### INSTRUCTIONS FOR THE TASK
The answer must consist of every record below, reproduced exactly.

Saved entries
┌────────

PR #580, opened 2019-05-06
Featrue/fix cannot add columns

sdlcwangsong:
Hi, I found a bug about adding columns:
    If i add some columns in my avro schema, and doesn't send any record by this new schema, then I restart kafka-connect-kudu task.
    After the task is restarted, I send some record by this new schema, however, the new columns are not added to the kudu table. 
   As we know, the condition of evolution is to judge  whether the schema version is changed or not，and when we restart this task，we will get the same schema version always.I change the condition of evolution to  judge whether the current record schema columns' size is larger than kudu table columns' size or not.

---
This change is [Reviewable](https://reviewable.io/reviews/landoop/stream-reactor/580)

### DIFF
--- a/kafka-connect-kudu/src/main/scala/com/datamountaineer/streamreactor/connect/kudu/sink/KuduWriter.scala
+++ b/kafka-connect-kudu/src/main/scala/com/datamountaineer/streamreactor/connect/kudu/sink/KuduWriter.scala
@@ -187,16 +187,21 @@ class KuduWriter(client: KuduClient, setting: KuduSettings) extends StrictLoggin
       val schema = record.valueSchema()
       val version = schema.version()
       val table = setting.topicTables(topic)
-      val cachedSchema = schemaCache.getOrElse(topic, SchemaMap(version, schema))
 
+      var currentColumnsSize = record.valueSchema().fields().size()
+      var oladKuduTableSchema = client.openTable(table).getSchema
+      var oldColumnsSize = oladKuduTableSchema.getColumns.size()
       //allow evolution
-      val evolving = cachedSchema.version < version
+      val evolving = oldColumnsSize < currentColumnsSize
 
+      var kcql = setting.kcql.filter(r => r.getTarget.trim == table)
+      var currentKuduTableSchema = convertToKuduSchema(record, kcql.head)
       //if table is allowed to evolve all the table
       if (evolving) {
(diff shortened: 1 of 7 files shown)


kafka-connect-kudu/src/main/scala/com/datamountaineer/streamreactor/connect/kudu/sink/KuduWriter.scala
```diff
@@ -187,16 +187,23 @@ class KuduWriter(client: KuduClient, setting: KuduSettings) extends StrictLoggin
       val schema = record.valueSchema()
       val version = schema.version()
       val table = setting.topicTables(topic)
-      val cachedSchema = schemaCache.getOrElse(topic, SchemaMap(version, schema))
+
+      var currentKcql = setting.kcql.filter(r => r.getTarget.trim == table)
```
andrewstevenson: @sdlcwangsong Why are these variables `var` not `val`?

kafka-connect-kudu/src/main/scala/com/datamountaineer/streamreactor/connect/kudu/sink/KuduWriter.scala
```diff
@@ -187,16 +187,23 @@ class KuduWriter(client: KuduClient, setting: KuduSettings) extends StrictLoggin
...
+      var currentKuduTableSchema = convertToKuduSchema(record, currentKcql.head)
+      var currentColumnsSize = record.valueSchema().fields().size()
+
+      var oladKuduTableSchema = kuduTablesCache(topic).getSchema
```
andrewstevenson: looks like a type in the name

sdlcwangsong: sorry, my fault

kafka-connect-kudu/src/main/scala/com/datamountaineer/streamreactor/connect/kudu/sink/KuduWriter.scala
sdlcwangsong: ok, I will modify var  to val

sdlcwangsong:
I will add as soon as possible write unit test

sdlcwangsong:
hi, @andrewstevenson,
 I modify unit test, and fix word typo.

└────────

### EXERCISE OUTPUT
PR #580, opened 2019-05-06
Featrue/fix cannot add columns

sdlcwangsong:
Hi, I found a bug about adding columns:
    If i add some columns in my avro schema, and doesn't send any record by this new schema, then I restart kafka-connect-kudu task.
    After the task is restarted, I send some record by this new schema, however, the new columns are not added to the kudu table. 
   As we know, the condition of evolution is to judge  whether the schema version is changed or not，and when we restart this task，we will get the same schema version always.I change the condition of evolution to  judge whether the current record schema columns' size is larger than kudu table columns' size or not.

---
This change is [Reviewable](https://reviewable.io/reviews/landoop/stream-reactor/580)

### DIFF
--- a/kafka-connect-kudu/src/main/scala/com/datamountaineer/streamreactor/connect/kudu/sink/KuduWriter.scala
+++ b/kafka-connect-kudu/src/main/scala/com/datamountaineer/streamreactor/connect/kudu/sink/KuduWriter.scala
@@ -187,16 +187,21 @@ class KuduWriter(client: KuduClient, setting: KuduSettings) extends StrictLoggin
       val schema = record.valueSchema()
       val version = schema.version()
       val table = setting.topicTables(topic)
-      val cachedSchema = schemaCache.getOrElse(topic, SchemaMap(version, schema))
 
+      var currentColumnsSize = record.valueSchema().fields().size()
+      var oladKuduTableSchema = client.openTable(table).getSchema
+      var oldColumnsSize = oladKuduTableSchema.getColumns.size()
       //allow evolution
-      val evolving = cachedSchema.version < version
+      val evolving = oldColumnsSize < currentColumnsSize
 
+      var kcql = setting.kcql.filter(r => r.getTarget.trim == table)
+      var currentKuduTableSchema = convertToKuduSchema(record, kcql.head)
       //if table is allowed to evolve all the table
       if (evolving) {
(diff shortened: 1 of 7 files shown)


kafka-connect-kudu/src/main/scala/com/datamountaineer/streamreactor/connect/kudu/sink/KuduWriter.scala
```diff
@@ -187,16 +187,23 @@ class KuduWriter(client: KuduClient, setting: KuduSettings) extends StrictLoggin
       val schema = record.valueSchema()
       val version = schema.version()
       val table = setting.topicTables(topic)
-      val cachedSchema = schemaCache.getOrElse(topic, SchemaMap(version, schema))
+
+      var currentKcql = setting.kcql.filter(r => r.getTarget.trim == table)
```
andrewstevenson: @sdlcwangsong Why are these variables `var` not `val`?

kafka-connect-kudu/src/main/scala/com/datamountaineer/streamreactor/connect/kudu/sink/KuduWriter.scala
```diff
@@ -187,16 +187,23 @@ class KuduWriter(client: KuduClient, setting: KuduSettings) extends StrictLoggin
...
+      var currentKuduTableSchema = convertToKuduSchema(record, currentKcql.head)
+      var currentColumnsSize = record.valueSchema().fields().size()
+
+      var oladKuduTableSchema = kuduTablesCache(topic).getSchema
```
andrewstevenson: looks like a type in the name

sdlcwangsong: sorry, my fault

kafka-connect-kudu/src/main/scala/com/datamountaineer/streamreactor/connect/kudu/sink/KuduWriter.scala
sdlcwangsong: ok, I will modify var  to val

sdlcwangsong:
I will add as soon as possible write unit test

sdlcwangsong:
hi, @andrewstevenson,
 I modify unit test, and fix word typo.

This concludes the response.